For precise diagnosis and effective management of atrial septal defects, it is of utmost significance to conduct elementary screenings on children. The primary aim of this study is to develop and authenticate an objective methodology for detecting atrial septal defects by employing deep learning (DL) on chest x-ray (CXR) examinations.
This retrospective study encompassed echocardiographs and corresponding Chest x-rays that were consistently gathered at Qingdao Women's and Children's Hospital from 2018 to 2022. Based on a collaborative diagnosis report by two cardiologists with over 10 years of experience in echocardiography, these radiographs were classified as positive or negative for atrial septal defect, and then divided into training and validation datasets.

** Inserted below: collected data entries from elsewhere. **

PR #1106, opened 2019-06-25
fix format check to be as strict as format

aryszka:
- update the check-fmt Makefile task to match fmt
- fix formatting of code file that was formatted without the `-s` flag 


szuecs:
:+1:

aryszka:
:+1:

PR #1108, opened 2019-06-30
refactor OIDC filters enc/dec handling into secrets module

szuecs:
This breaks the signature of the OIDC Filters. IMO it's fine to do so, but wanted to highlight it.

This refactoring is a start to have some more features possible related to secrets rotation and dynamically adding secrets, for example to support mTLS or reasonable TLS termination in dynamic environments. It should be able to add cert+key to a TLSListener. 
I want to have letsencrypt support, such that I can get rid of my Apache+cronjobs. 
As first step I want to read from files, which would enable passing TLS and mTLS certs/keys via  Kubernetes secrets.

refactor: extract the Encrypt/Decrypt parts out of the oidc filter and use secrets package from the filter
refactor: secrets.Registry to have no global anymore


szuecs:
👍

secrets/encrypter.go
```diff
@@ -48,31 +48,31 @@ func newFileSecretSource(file string) secretSource {
 	return &fileSecretSource{fileName: file}
 }
 
-type encrypter struct {
+type Encrypter struct {
 	cipherSuites []cipher.AEAD
 	mux          sync.RWMutex
-	sSource      secretSource
-	closer       chan struct{}
+	SecSource    secretSource
```
aryszka: I think the SecSource and the Closer fields should stay encapsulated. There could be a public interface for the SecretSource, and a `func WithSource(SecretSource) *Encrypter {}` constructor could accept custom implementations when necessary (I see this use case in the secretstest). The closer never needs to be public, the constructor can just initialize the channel, so that it stays hidden and always available when the Close() method is called.

szuecs: done

szuecs:
:+1:

aryszka:
:+1:

Issue #1082, opened 2019-06-05
cron style predicate for time based route match


szuecs:
**Is your feature request related to a problem? Please describe.**

In case of scheduled maintenance window, you want to be able to schedule daily, weekly, monthly a fixed maintenance window and show a "come back later" message.

**Describe alternatives you've considered (optional)**

You can workaround the problem with a cronjob that changes the routes-file or the routes in etcd, for example

aryszka:
See also: https://opensource.zalando.com/skipper/reference/predicates/#interval

szuecs:
@aryszka from what I understand interval predicates can’t do something like everyday from 10-18 for example.

aryszka:
no, they cannot. They're just a closely related feature.

sarslanhan:
As discussed with both of you, I created a small library for doing this: https://github.com/sarslanhan/cronmask

@szuecs @aryszka let me know what you think about it. In the meantime, I can work on adding a predicate that makes use of this in Skipper.

szuecs:
Thanks @sarslanhan for providing the merged PR and the library.

PR #1111, opened 2019-07-07
Add "Cron" pred. that supports cron-like expressions to match routes

sarslanhan:
Link to the small library that I created for this: https://github.com/sarslanhan/cronmask

Summary of the features removed because they don't match the use case:
- [Non-standard characters](https://en.wikipedia.org/wiki/Cron#Non-standard_characters)
- Year field - We could probably add this as well if you see the need.
- Command section
- Text representation of the fields "month" and "day of week"

Relates to https://github.com/zalando/skipper/issues/1082

### DIFF
--- a/predicates/cron/cron.go
+++ b/predicates/cron/cron.go
@@ -49,14 +49,14 @@ func (*spec) Create(args []interface{}) (routing.Predicate, error) {
 }
 
 type predicate struct {
-	mask    cronmask.CronMask
+	mask    *cronmask.CronMask
 	getTime clock
 }
 
 func (p *predicate) Match(r *http.Request) bool {
 	now := p.getTime()
 
-	return p.mask.Matches(now)
+	return p.mask.Match(now)
 }
 
 func New() routing.PredicateSpec {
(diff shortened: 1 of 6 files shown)


predicates/cron/cron.go
```diff
@@ -0,0 +1,68 @@
...
+	}
+
+	mask, err := cronmask.New(expr)
+	if err != nil {
+		return nil, err
+	}
+
+	return &predicate{
+		mask:    mask,
+		getTime: getSystemTime,
```
szuecs: I am not sure, but can’t you use:
```
getTime: time.Now,
```

sarslanhan: Thank you, updated.

sarslanhan:
@szuecs both of those look good. Are they not running in CI build?

sarslanhan:
@aryszka had some comments and I updated the library based on those: https://github.com/sarslanhan/cronmask/pull/1. After I merge it, I would like to update it here as well.

aryszka:
:+1:

aryszka:
lgtm. Thanks for this PR!

szuecs:
:+1:

PR #1114, opened 2019-07-10
Fix/build release

szuecs:
Problem was that we enter multiple times to the same directory in the same step.
It should be done for each step only once


mikkeloscar:
:+1:

aryszka:
:+1:

PR #1116, opened 2019-07-10
differentiate error from backend and error during roundtrip

szuecs:
log error from stdlib that we do not handle good enough and we want to differentiate error from backend and error during roundtrip


szuecs:
:+1:

mikkeloscar:
:+1:

PR #1118, opened 2019-07-11
Apiusagemonitoring context

zeitlinger:
- proper support for API usage monitoring tag
- support for SLO monitoring for API usage monitoring

### DIFF
--- a/filters/apiusagemonitoring/spec.go
+++ b/filters/apiusagemonitoring/spec.go
@@ -2,11 +2,13 @@ package apiusagemonitoring
 
 import (
 	"encoding/json"
-	"github.com/sirupsen/logrus"
-	"github.com/zalando/skipper/filters"
 	"regexp"
 	"sort"
 	"strings"
+
+	"github.com/sirupsen/logrus"
+
+	"github.com/zalando/skipper/filters"
 )
 
 const (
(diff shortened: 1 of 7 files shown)


filters/apiusagemonitoring/spec.go
```diff
@@ -32,6 +35,7 @@ func NewApiUsageMonitoring(
 	realmKeys string,
 	clientKeys string,
 	realmsTrackingPattern string,
+	tracer opentracing.Tracer,
```
aryszka: We could keep backwards compatibility, if we created a new function, e.g. `NewApiUsageMonitoringWithTracing`, and the current one called the new with the NopTracer. Even if there's a low chance that somebody uses this function directly, it's nicer not to assume that nobody does.

szuecs:
:-1: 

I am not really convinced that it makes sense to have opentracing integration in a filter that does not create costs, like call to external services. Therefore I would vote against following this idea. Spans are not free and we already have start stop logs for all filters.

szuecs:
:-1:

szuecs:
We talked internally about this and the decision with @zeitlinger was that there is a simpler way to do this, which will be followed up on. In case this needs to be done like this for whatever reason please reopen this PR.

PR #1125, opened 2019-07-15
Feature/secrets from files

szuecs:
I had some fun yesterday evening and implemented secrets rotation and an example `bearerinjector()` filter. Naming might be a bit rough, but otherwise seems to be ok to open the PR. The filter is meant for egress traffic, such that if we would implement the CONNECT headers, we can run applications that don't know IAM infra and use skipper to inject tokens for the application.

TODO:
- [x] remove fsnotify and replace with polling
- [x] update docs


cmd/skipper/secretsFlags.go
```diff
@@ -0,0 +1,28 @@
...
+	values []string
+}
+
+func (sf *secretsFlags) String() string {
+	return strings.Join(sf.values, ",")
+}
+
+func (sf *secretsFlags) Set(value string) error {
+	if sf == nil {
+		sf = &secretsFlags{}
```
aryszka: I have seen this in other places, but I don't think that it is useful to initialized this pointer here this way, because once Set exits, the reference on the caller side will still remain nil.

skipper.go
```diff
@@ -888,8 +892,13 @@ func run(o Options, sig chan os.Signal, idleConnsCH chan struct{}) error {
 	}
 	defer o.SecretsRegistry.Close()
 
+	sp := secrets.NewSecretPaths()
```
aryszka: just to not forget to add a `defer sp.Close()`

secrets/file.go
```diff
@@ -0,0 +1,179 @@
...
+				dat, err := ioutil.ReadFile(event.Name)
+				if err != nil {
+					log.Errorf("Failed to read file (%s): %v", event.Name, err)
+					continue
+				}
+				log.Infof("update secret file: %s", event.Name)
+				sp.updateSecret(filepath.Base(event.Name), dat)
+			}
+		case err, ok := <-sp.watcher.Errors:
+			if !ok {
```
aryszka: The docs say that only the Events channel will be closed, so probably this condition is not required: https://godoc.org/gopkg.in/fsnotify/fsnotify.v1#Watcher .

secrets/file.go
```diff
@@ -0,0 +1,179 @@
...
+	known   map[string][]byte
+}
+
+func NewSecretPaths() *SecretPaths {
+	sp := &SecretPaths{
+		known: make(map[string][]byte),
+	}
+
+	if watcher, err := fsnotify.NewWatcher(); err != nil {
+		log.Errorf("Failed to create watcher, probably no support for fsnotify: %v", err)
```
aryszka: I would return here the error and then the calling code can decide not to start the process at all.

secrets/file.go
```diff
@@ -0,0 +1,179 @@
...
+		sp.watcher = watcher
+		go sp.startRefresher()
+	}
+
+	return sp
+}
+
+// GetSecret returns secret and if found or not for a given name.
+func (sp *SecretPaths) GetSecret(s string) ([]byte, bool) {
+	dat, ok := sp.known[s]
```
aryszka: the scopes where we access the known field should be protected, because multiple goroutines will use it. An RWMutex is fine.

secrets/file.go
```diff
@@ -0,0 +1,179 @@
...
+	watcher *fsnotify.Watcher
+	known   map[string][]byte
+}
+
+func NewSecretPaths() *SecretPaths {
+	sp := &SecretPaths{
+		known: make(map[string][]byte),
+	}
+
+	if watcher, err := fsnotify.NewWatcher(); err != nil {
```
aryszka: I am wondering if file system notifications are really required for this use case, and whether simple polling file stats changes in the date and size wouldn't be a more safe and robust solution. What do you think?

skipper.go
```diff
@@ -888,8 +892,13 @@ func run(o Options, sig chan os.Signal, idleConnsCH chan struct{}) error {
...
+	for _, p := range o.CredentialsPaths {
+		sp.Add(p)
```
aryszka: I think we should handle the error that `*fsnotify.Watcher.Add()` may return.

szuecs:
we offline discussed that this might not work with kubernetes secrets, because inotify notifications might not be propagated

secrets/file.go
szuecs: will change this to a polling facility instead of event based, because of multiple people showed me that inotify is not really safe and we need a very safe way here.

secrets/file.go
szuecs: fixed

secrets/file.go
szuecs: As we discussed I will change it to polling

skipper.go
szuecs: not needed anymore

szuecs:
:+1:

filters/auth/bearer.go
```diff
@@ -0,0 +1,59 @@
...
+	}
+	secretName, ok := args[0].(string)
+	if !ok {
+		return nil, filters.ErrInvalidFilterParameters
+	}
+
+	return newbearerInjectorFilter(secretName, b.secretsReader), nil
+}
+
+func newbearerInjectorFilter(s string, sr secrets.SecretsReader) *bearerInjectorFilter {
```
aryszka: `newbearerInjectorFilter` -> `newBearerInjectorFilter`, with capital b?

secrets/file.go
```diff
@@ -0,0 +1,179 @@
...
+	SecretsReader
+	// Add adds the given source that contains a secret to the
+	// automatically updated secrets store
+	Add(string) error
+}
+
+type SecretPaths struct {
+	mu      sync.RWMutex
+	quit    chan struct{}
+	secrets map[string][]byte
```
aryszka: if we use sync.Map for the files, we could also use it for the secrets, or the other way around, both maps could share the mutex

aryszka:
:+1:

filters/auth/bearer.go
szuecs: done

secrets/file.go
szuecs: Files can not easily handled with a mutex, because read to loop and each item has a single write, which breaks with the race detector.
I also looked into changing secrets to sync.Map, but it had also its difficulties, so I dropped that change.

szuecs:
:+1:

aryszka:
:+1:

An artificial intelligence model was formulated by utilizing the training dataset and fine-tuned using the validation dataset. To evaluate the efficacy of the model, an assessment of the area under the curve, sensitivity, specificity, accuracy, positive predictive value, and negative predictive value was conducted employing the validation dataset.
This research encompassed a total of 420 images from individuals. The screening accuracy and recall rate of the model surpass 90%.
One of profound neural network models predicated on chest x-ray radiographs (a traditional, extensively employed, and economically viable examination) proves highly advantageous in the assessment for atrial septal defect.